Rackspace se vend au fonds Apollo pour 4,3 Md$

Taylor Rhodes, CEO de Rackspace, estime que le fonds Apollo a su donner aux sociétés qu'il a déjà rachetées la flexibilité pour mener une stratégie à long terme. (crédit : D.R.)

Taylor Rhodes, CEO de Rackspace, estime que le fonds Apollo a su donner aux sociétés qu’il a déjà rachetées la flexibilité pour mener une stratégie à long terme. (crédit : D.R.)

L’hébergeur Rackspace, fondé en 1998 au Texas et co-créateur avec la Nasa de la pile cloud OpenStack, vient d’être racheté par la firme d’investissement privée Apollo Global Management pour 4,3 Md$. Très engagé sur l’hébergement de clouds managés, il affronte la rude concurrence des grands acteurs du cloud public. Sortir de la bourse devrait lui procurer l’ombre dont il a besoin pour faire évoluer ses activités.

Passer entre les mains d’un fonds privé semble trouver les faveurs de plus en plus de fournisseurs de technologies ces derniers temps. Outre-Atlantique, plusieurs d’entre eux ont récemment fait ce choix, Dell étant le plus notable, parmi d’autres comme Qlik, Marketo, Tibco, InformaticaCompuware ou Riverbed, et jusqu’en France avec le rachat de Cegid par deux fonds anglo-saxons. Cette fois, c’est l’hébergeur et fournisseur de services cloud Rackspace, co-créateur de l’infrastructure OpenStack, qui décide de devenir privé en rejoignant la firme d’investissement Apollo Global Management pour 4,3 milliards de dollars. La transaction conclue offre aux actionnaires 32 $ par action. Ce faisant, le groupe créé en 1998 à San Antonio (Texas) va sortir de la bourse, ce qui, pour une société jusque-là soumise au dictat des résultats trimestriels, apporte une discrétion qui lui laissera désormais les coudées plus franches pour conduire sa stratégie. Or, Rackspace évolue sur un marché cloud extrêmement compétitif sur lequel Amazon Web Services, Microsoft, IBM et Google trustent les premières places.

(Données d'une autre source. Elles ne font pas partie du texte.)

PR #358, opened 2026-08-25
Allow subtracting one date from another

### LINKED ISSUE #72: Add algebraic operations between dates
We have a number of operations which can be executed between dates and numbers, but no support to subtract two dates. This should produce a column of int as result.

sjoerdmulder:
Closes #72, open since 2018. `dateA - dateB` now compiles and renders, giving the difference the server reports as `Int32` — days for `Date`, seconds for `DateTime`.

## Why no binding existed

`+` and `-` shared a single evidence type, `AritRetType`, and the two operators are **not symmetric** for dates. Checked against 25.3:

```
toDate('2020-01-05') - toDate('2020-01-01')  ->  4                        Int32
toDate('2020-01-01') + toDate('2020-01-02')  ->  Code: 43, illegal types
```

So simply adding a `LocalDate, LocalDate, Int` binding to `AritRetType` — the obvious fix — would have made `dateA + dateB` compile into SQL the server rejects. That asymmetry is presumably why the issue sat: the type-class shape didn't have room for it.

## Shape

Subtraction gets its own `SubtractRetType`, which accepts everything addition does via an implicit lift from `AritRetType`, plus a date on each side:

```scala
implicit def subtractFromArithmetic[L, R, O](implicit ev: AritRetType[L, R, O]): SubtractRetType[L, R, O]
implicit object LocalDateDifferenceBinding extends SubtractRetType[LocalDate, LocalDate, Int]
implicit object DateTimeDifferenceBinding  extends SubtractRetType[ZonedDateTime, ZonedDateTime, Int]
```

No existing call site changes, because the lift covers every combination `AritRetType` already had — the 329 existing tests pass untouched.

**There's a test asserting `dateCol + otherCol` still fails to typecheck**, since the whole point of the separate evidence is keeping that impossible.

## Verification

- `scalafmtCheckAll` clean; `+compile +Test/compile +It/compile` green on 2.13 and 3.3 — relevant here, since implicit resolution differs between the versions.
- 334 unit tests and 139 integration tests pass.
- A `SqlValidationITSpec` entry sends the difference through the server's analyzer, so the rendering is checked rather than assumed.

### DIFF
--- a/dsl/src/it/scala/com/crobox/clickhouse/dsl/language/SqlValidationITSpec.scala
+++ b/dsl/src/it/scala/com/crobox/clickhouse/dsl/language/SqlValidationITSpec.scala
@@ -259,6 +259,13 @@ class SqlValidationITSpec extends DslITSpec {
       "date minus date",
       select(java.time.LocalDate.of(2020, 1, 5) - java.time.LocalDate.of(2020, 1, 1))
     ),
+    Construct(
+      "datetime minus datetime",
+      select(
+        java.time.ZonedDateTime.of(2020, 1, 2, 0, 0, 0, 0, java.time.ZoneOffset.UTC) -
+          java.time.ZonedDateTime.of(2020, 1, 1, 0, 0, 0, 0, java.time.ZoneOffset.UTC)
+      )
+    ),
     Construct("sample", select(shieldId).from(OneTestTable).sample(0.1), Syntax),
     Construct("sample with an offset", select(shieldId).from(OneTestTable).sample(0.1, Option(0.5)), Syntax)
   )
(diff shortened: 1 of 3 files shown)


sjoerdmulder:
Correct — `DateTimeDifferenceBinding` had no coverage at all, so the "seconds for DateTime" half of the description was unverified by anything in the diff. Fixed.

Added four unit cases mirroring what `LocalDate` had — column minus column, literal, that datetime-plus-number still works, and that `stamp + otherStamp` still fails to typecheck — plus a `SqlValidationITSpec` entry so the rendering goes through the analyzer.

And I verified the claim itself rather than just testing that it renders:

```
toDateTime('2020-01-02 00:00:00') - toDateTime('2020-01-01 00:00:00')  ->  86400   Int32
```

86400 seconds, `Int32`, so the binding's `Int` result type is right.

Worth noting the asymmetry this leaves: `Date - Date` gives days and `DateTime - DateTime` gives seconds, both typed `Int`. That's ClickHouse's own behaviour rather than something the DSL chose, but it means the unit depends on the operand type in a way the return type doesn't reveal — a reason to prefer `dateDiff` when the unit matters. Not something to fix here.

9 unit tests on both 2.13 and 3.3, 139 integration.

PR #359, opened 2026-08-25
Add window functions: OVER, WINDOW and QUALIFY

### LINKED ISSUE #327: Window functions: OVER, WINDOW, QUALIFY
There is **no representation for `OVER`, `WINDOW` or `QUALIFY` at all**. This is the largest single gap in the DSL, and window functions are how most analytical ClickHouse queries are written now.

It is also what would give `runningDifference` a real replacement. That function was removed in 1.3.0 because ClickHouse rejects it from 24.x (`DB::Exception 721`) as error-prone — its result depends on block boundaries — and the documented replacement is a window function, which this DSL cannot express.

### Work

- A `WindowFunction` AST node carrying partition-by, order-by and a frame specification.
- An `over(...)` combinator.
- A `window` / `qualify` slot on `InternalQuery` — note it currently has 11 fields and no room for these.
- Tokenizer arms, plus registry entries in `SqlValidationITSpec` so the generated SQL is verified against the server.

### Note

Adding fields to `InternalQuery` interacts with two things fixed in 1.3.0: `:+>` now uses named arguments so a new field is a compile error rather than a silent drop, and `+` validates field by field rather than reflectively. Both were changed specifically so this work is safe.

sjoerdmulder:
Closes #327 — the issue calls this "the largest single gap in the DSL", and there was no representation for any of the three keywords.

```scala
sum(col2).over(WindowSpec(partitionBy = Seq(col3), orderBy = Seq(OrderingColumn(col2))))
// sum(column_2) OVER (PARTITION BY column_3 ORDER BY column_2 ASC)
```

`over` takes three forms: a spec written in place, a `NamedWindow` defined in the query's `WINDOW` clause, or nothing at all for `OVER ()`.

| Piece | Coverage |
|---|---|
| `WindowSpec` | `PARTITION BY`, `ORDER BY`, frame |
| `FrameMode` | `ROWS`, `RANGE` |
| `FrameBound` | `UNBOUNDED PRECEDING`/`FOLLOWING`, `CURRENT ROW`, `n PRECEDING`/`FOLLOWING` |
| `WINDOW` | one or many named definitions |
| `QUALIFY` | filters on window results, repeated calls combine with `AND` |

A frame with no `end` renders the single-bound form (`ROWS UNBOUNDED PRECEDING`) rather than inventing a `BETWEEN`.

## Two things worth pointing at

**The ordering inside a spec reuses `OrderingColumn` from #350** rather than introducing a second ordering type. That keeps `WITH FILL` and window ordering from drifting apart, and means window `ORDER BY` inherited the direction handling for free.

**Clause order follows the documented skeleton** — `HAVING`, `WINDOW`, `QUALIFY`, `ORDER BY` — with a test that puts all four in one query, since that ordering is invisible until a server rejects it.

`InternalQuery` goes 15 → 17 fields; the guards from #345 caught it, as designed.

## Verification

- Every shape was checked against a live 25.3 server **before** implementing — empty window, partition, partition + order, `ROWS BETWEEN`, unbounded `RANGE`, named window, `QUALIFY`, `row_number()`, `lagInFrame`.
- **334 unit tests** (+11) and **139 integration tests**, plus 6 new `SqlValidationITSpec` entries so each shape goes through `EXPLAIN QUERY TREE`.

## Follow-up this unblocks

The issue notes `runningDifference` was removed in 1.3.0 because ClickHouse rejects it from 24.x, and that its documented replacement is a window function the DSL could not express. It can now — worth a separate issue to add the specific window helpers (`row_number`, `rank`, `lagInFrame`, `leadInFrame`) as named functions rather than leaving callers to spell them out.

### DIFF
--- a/dsl/src/it/scala/com/crobox/clickhouse/dsl/language/SqlValidationITSpec.scala
+++ b/dsl/src/it/scala/com/crobox/clickhouse/dsl/language/SqlValidationITSpec.scala
@@ -395,6 +395,46 @@ class SqlValidationITSpec extends DslITSpec {
           java.time.ZonedDateTime.of(2020, 1, 1, 0, 0, 0, 0, java.time.ZoneOffset.UTC)
       )
     ),
+    Construct("window function over an empty window", select(sum(col2).over()).from(TwoTestTable)),
+    Construct(
+      "window function over a partition and ordering",
+      select(sum(col2).over(WindowSpec(partitionBy = Seq(col3), orderBy = Seq(OrderingColumn(col2)))))
+        .from(TwoTestTable)
+    ),
+    Construct(
+      "window function with a ROWS frame",
+      select(
+        sum(col2).over(
+          WindowSpec(
+            orderBy = Seq(OrderingColumn(col2)),
+            frame = Option(WindowFrame(FrameMode.Rows, FrameBound.Preceding(1), Option(FrameBound.CurrentRow)))
+          )
+        )
+      ).from(TwoTestTable)
+    ),
+    Construct(
+      "window function with a RANGE frame",
+      select(
+        sum(col2).over(
+          WindowSpec(
+            orderBy = Seq(OrderingColumn(col2)),
+            frame = Option(
+              WindowFrame(FrameMode.Range, FrameBound.UnboundedPreceding, Option(FrameBound.UnboundedFollowing))
+            )
+          )
+        )
+      ).from(TwoTestTable)
+    ),
+    Construct(
+      "a named window", {
+        val w = NamedWindow("w", WindowSpec(partitionBy = Seq(col3)))
+        select(sum(col2).over(w)).from(TwoTestTable).window(w)
+      }
+    ),
+    Construct(
+      "qualify on a window result",
+      select(sum(col2).over() as "s").from(TwoTestTable).qualify(ref[Long]("s") > 1)
+    ),
     Construct("sample", select(shieldId).from(OneTestTable).sample(0.1), Syntax),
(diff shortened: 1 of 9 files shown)


sjoerdmulder:
Both fixed. I checked each against 25.3 first, and one of them turned out differently than described.

**`over` on any column — confirmed, fixed.** I tested what the server actually requires before `OVER`:

```
count() OVER ()      ok
any(v) OVER ()       ok
v OVER ()            Syntax error
1 OVER ()            Syntax error
toUInt32(v) OVER ()  Code: 63, aggregate function 'toUInt32' does not exist
```

So it wants an aggregate or window function — which also rules out non-aggregate *functions*, not just bare columns and literals. `Sum`, `Count`, `Avg` and the rest are all `AggregateFunction[V]`, so `over` moved there, exactly as you suggested. All three invalid forms are now compile errors with `shouldNot typeCheck` tests. The AST node keeps its `TableColumn` field — the entry point needed narrowing, not the tree.

**`WITH FILL` inside `OVER` — the conclusion is right, the reason isn't.** The server does *not* reject it:

```
SELECT v, sum(v) OVER (ORDER BY v ASC WITH FILL FROM 1 TO 5 STEP 1) AS s FROM chk.t
1  1
2  3        <- HTTP 200, no error, and no filled rows
```

It parses `WITH FILL` and silently ignores it. That's worse than a rejection, since nothing tells the caller their fill did nothing — so `WindowSpec` now `require`s the fill to be empty, rather than emitting a clause with no effect. Thank you for catching the hole; it came directly from the `OrderingColumn` reuse I'd described as a virtue in the PR body, and it is still the right reuse, just one that needed a guard.

340 unit tests on both 2.13 and 3.3, 139 integration.

PR #1867, opened 2023-08-28
[meta] [rpc] Use location in local inc headers for gensairpc.pl

kcudnik:
it may happen that metadata is already generated, and SAI direcoty is mounted in docker, then the location will be invalid inside docker, so let's use only filename and inc directory

### DIFF
--- a/meta/gensairpc.pl
+++ b/meta/gensairpc.pl
@@ -302,35 +302,46 @@ sub generate_server_template_from_skeleton {
 }
 
 # Find the api name within the header related to the currenct XML file.
-sub get_api_name {
+sub get_api_name
+{
+    # it may happen that metadata is already generated, and SAI direcoty is
+    # mounted in docker, then the location will be invalid inside docker, so
+    # let's use only filename and inc directory
+
     my $location = shift;
-    my $header;
-    my $api;
+
+    $location =~ s!.+/!!; # leave only filename
 
     # The hash should be static - don't open and traverse the header
     # if we already found the API name inside.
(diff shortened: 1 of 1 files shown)


meta/gensairpc.pl
```diff
@@ -302,35 +302,46 @@ sub generate_server_template_from_skeleton {
 }
 
 # Find the api name within the header related to the currenct XML file.
-sub get_api_name {
+sub get_api_name
+{
+    # it may happen that metadata is already generated, and SAI direcoty is
```
chrispsommers, line 307: s/direcoty/directory/

meta/gensairpc.pl
```diff
@@ -302,35 +302,46 @@ sub generate_server_template_from_skeleton {
...
-        close $header or croak;
     }
 
-    $api //= $1 if $location =~ /inc\/sai(\w+)[.]h$/;
-    $api //= 'common';
-    $api = 'common' if $api eq 'types';
-
-    $api_names{$location} = $api;
-    return $api;
+    die "File $file don't contain api struct!";
```
chrispsommers, line 344: s/don't/doesn't/

kcudnik: fixed https://github.com/opencomputeproject/SAI/pull/1870

meta/gensairpc.pl
kcudnik: fixed https://github.com/opencomputeproject/SAI/pull/1870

Effectivement, Graham Weston, président de Rackspace, explique que cette transaction va fournir à la société qu’il a co-fondée « davantage de flexibilité pour gérer ses activités pour assurer une croissance à long terme et étendre notre offre produits ». Une explication relayée par le CEO Taylor Rhodes, autre co-fondateur, dans un billet. « Cela nous permettra (…) d’étendre nos services multi-cloud demandés aujourd’hui par les clients et de saisir l’opportunité importante à laquelle nous sommes confrontés en tant que numéro 1 du cloud managé », indique-t-il. L’acquisition par Apollo Global Management, approuvée à l’unanimité par le conseil d’administration, devrait être réalisée au quatrième trimestre. Cet été, Apollo avait déjà fait parler de lui à l’occasion d’une rumeur qui le disait intéressé par une acquisition de Hewlett Packard Enterprise, avec deux autres fonds, KKR et Carlyle Group.

Des partenariats avec Amazon et Microsoft qui n’ont pas suffi

Au départ hébergeur, Rackspace a par la suite étendu son offre dans les services cloud, affrontant alors la forte concurrence des grands acteurs du cloud public, ces derniers étant capables de tirer les coûts vers le bas sur l’ensemble de leurs services cloud. Pour maintenir le cap, Rackspace est allé jusqu’à nouer des partenariats avec ces rivaux en proposant aux entreprises de les aider à migrer leurs systèmes informatiques vers les datacenters d’Amazon et de Microsoft. L’objectif, en s’intégrant avec les solutions d’autres fournisseurs, consistait pour Rackspace à proposer à ses clients un contrôle plus granulaire sur leurs applications dans le cloud. Mais cela n’a apparemment pas suffi.

Pour Ezra Gottheil, analyste du cabinet Technology Business Research, l’hébergeur texan rencontre « des difficultés à se constituer une base client sur les nouveaux business models. Il s’interface entre ses clients et les clouds publics. Je pense qu’ils ont réalisé leur transition sur ce qu’ils proposent, mais qu’ils n’ont pas encore construit leur base clients ». La transition a d’ailleurs été un peu difficile, notamment courant 2015, ce qui s’est traduit alors par une baisse de l’action du fournisseur texan. « Rackspace est un acteur cloud solide, mais la compétition dans le cloud public s’est accrue de façon radicale ces dernières années », confirme lui aussi Dan Olds, analyste du cabinet OrionX en pointant un nombre plus important de concurrents et une lutte sur les prix. En devenant privé, ce sera plus facile pour Rackspace d’opérer les changements dont il a besoin.